The International Space Station is set to receive its second cargo shipment in less than 24 hours Friday with the automated linkup of a Russian Progress refueling and resupply freighter.

The Progress MS-05 spaceship is closing in to dock with the space station’s Pirs module at 0834 GMT (3:34 a.m. EST) Friday, two days after blasting off from Kazakhstan on top of a Soyuz rocket.

The radar-guided docking should be completed by the Progress cargo craft’s on-board computer, but cosmonauts inside the space station will be standing by to take manual control if the autopilot runs into trouble.

Friday’s docking will come less than a day after a commercial SpaceX-owned Dragon supply ship arrived at the space station, pulling within range of the research lab’s robotic arm for capture and berthing to the Harmony module on the U.S. section of the complex.

The Russian Progress spacecraft will dock with the Earth-facing Pirs module on the Russian segment, where it is slated to remain until mid-June, when it will depart and burn up in Earth’s atmosphere to dispose of the space station’s trash, making way for the next logistics mission.

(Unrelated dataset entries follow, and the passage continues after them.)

PR #605, opened 2024-09-10
Typecheck spatial module

mfisher87:


icepyx/core/spatial.py
```diff
@@ -47,17 +60,25 @@ def geodataframe(extent_type, spatial_extent, file=False, xdateline=None):
     >>> reg_a = ipx.Query('ATL06',[-55, 68, -48, 71],['2019-02-20','2019-02-28'])
     >>> gdf = geodataframe(reg_a.spatial.extent_type, reg_a.spatial.extent)
     >>> gdf.geometry
-    0    POLYGON ((-48 68, -48 71, -55 71, -55 68, -48 ...
+    0    POLYGON ((-48 68, -48 71, -55 71, -55 68, -48 ...))
```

The Progress MS-05 mission, known as Progress 66P in the space station’s visiting vehicle manifest, is carrying around 5,820 pounds, or 2,640 kilograms, of cargo and propellant to replenish stocks on the space station.

About 2,903 pounds (1,317 kilograms) of the material is dry cargo — spare parts, food, clothing and experiments — and another 1,940 pounds (880 kilograms) is propellant for refueling of the space station’s fuel tanks.

The mission will also deliver 926 pounds (420 kilograms) of fresh water and about 51 pounds (23 kilograms) of oxygen.